Rick Marken (930611.2200)

You can use any kind of control system you like; or any method
you like whatsoever -- it doesn't even have to be a control system.

No, I need to know what control system to do the reconstruction for,
not what to use to do the reconstruction. Correct me if I'm
misremembering: You have stated that the simple linear example from
Powers' Primer was insufficient due to lack of nonlinearities. Therefore,
if I am going to do a demo, I absolutely need to know what kind of control
system *will* satisfy you. This seems like a simple requirement.

I will give you a sequence of numbers, P, that was an actual time
sequence of perceptual inputs to a control system. ...
I think I actually gave this data to you (and I gave Gary Cziko the
actual values of the sequence of D values) but I never got the
reconstructed values of D.

I thought I made it clear, but I'll repeat it once more: this is an
EMPTY challenge.
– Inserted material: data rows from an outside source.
PR #438, opened 2020-05-13
Adds visual separator between different threads

nickwynja:

When using a text browser (w3m in my case), it's hard to distinguish between different threads in the Summaries and Threads view. The indentation and CSS-based left border on comments and subtopics don't render in text-based browsers.

There was very little visual distinction when the comments on a thread ended and when the next thread begins:

Screen Shot 2020-05-13 at 2 30 29 PM

Introduce a `<hr>` after a thread. This is determined by when a message `isRoot` and has `aside`.

Screen Shot 2020-05-13 at 2 30 07 PM

The `text-browser` class is added to `display: none;` in CSS. In effect, this PR makes no change to graphical browsers and only displays the horizontal rule when browsers that don't use CSS. This seems to be a better approach than my last attempt (#364).

### DIFF
--- a/src/assets/style.css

It has nothing whatsoever to do with anything I have
claimed about information in the percept or reconstructibility. You are
asking for a completely 100% blind reconstruction. This would require 100%
of the information about the disturbance in the percept. I never claimed
this. You have said in the past that you understood this - and that you
were not looking for a complete 100% reconstruction. And yet, here you
are again acting like this challenge has some kind of meaning.
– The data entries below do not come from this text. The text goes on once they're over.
PR #448, opened 2020-05-23
Add simple pagination to user feeds.

black-puppydog:
This is simply based on sequence numbers and the `gt`/`lt` arguments of
`createUserStream`.
The use of `footer()` for the pagination links is quite hacky but I didn't see how the links were made to be left/right aligned so this was my way out of that :shrug:


black-puppydog:
Boom, got it to lint and all. :P
Still unsure about the `footer()` hack but it does work for me and it's been pretty handy already. 
I understand this is not as universal a pagination method as giving `gt` and `lt` as message keys, but for user feeds this works and will always be enough as long as ssb sticks with the "append only linked lists" data model.

christianbundy:
Hey, thanks for putting this together! Just tried it out locally and I can confirm It Works. :star2:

>When did you show this? You showed that it was not possible to perform
>the reconstruction?

Bill Powers and I both posted data showing that there can be a very
weak relationship between output and disturbance when there is a
varying environmental non-linearity between the output and the
controlled variable.

This is nowhere close to showing that the reconstruction is not
possible. You posted correlation figures. As far as I can remember that
was about it.

Okay, ONE MORE TIME.

Without P there is no way at all to reconstruct D except by chance,
right? What is this fewer additional bits thing?
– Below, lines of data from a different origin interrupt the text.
PR #449, opened 2020-05-24
Add rendering of blog messages.

black-puppydog:
`blog` type messages were not getting rendered besides the generic JSON dump.

This PR simply loads the blob during the `transform()` call.

I'm unsure though how this everything should be handled in public mode.
The blog message itself might be private, or it might reference a boxed blob... what then?

### DIFF
--- a/src/index.js
+++ b/src/index.js
@@ -421,27 +421,7 @@ router
   })
   .get("/blob/:blobId", async (ctx) => {
     const { blobId } = ctx.params;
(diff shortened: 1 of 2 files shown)


black-puppydog:
test message: `%H1Z9w2inv5YSaqD4UNwsfRy+vGfovkrK1kl6zhIQVz4=.sha256`

christianbundy:
Thanks for this patch!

This "fewer additional bits thing" is the whole notion of information I
have been talking about for some time. I am *not* offering to
reconstruct the disturbance blind with no additional information.
However, if I can use the percept to do the reconstruction using *fewer*
additional bits than would be required without the percept, then I have
shown that the percept contains information about the disturbance. This
is the only reconstruction demo I ever offered to do. When you posted
your blind-man challenge, I dismissed it and asked for an example of a
sufficiently nonlinear control system. I have not received this from
you, so I have not yet done the demo.

To clarify this once more, I am reposting the rules as I see them. I
have justified these in the past, so I'm not going to go on at length
about them. From a previous post:

The following is what I am assuming as given in any attempt by me to
reconstruct D from the percept p:

    - the reference r
    - the output function O()
    - a programming language, such as C

    We will all just have to agree that the C programming language
has no inherent information about d - that seems like a reasonable
assumption to me.

    The following are *not* assumed (to do so would be "cheating"):

    - the output o
    - the environmental feedback function F()
    - the disturbance d

... I'll give you a string
of numbers which I swear is P. I'll also give you r, O() and C (I really
forget why I agreed to giving C if C is values of the controlled variable;

As you can see from above, C was just the C programming language.

You give me back a string of numbers that is D. You should be able
to do this because, you claim, there is something (that you call
"information") in P that let's the control system know what D is.

The idea was to do this in FEWER bits than without P. That is crucial.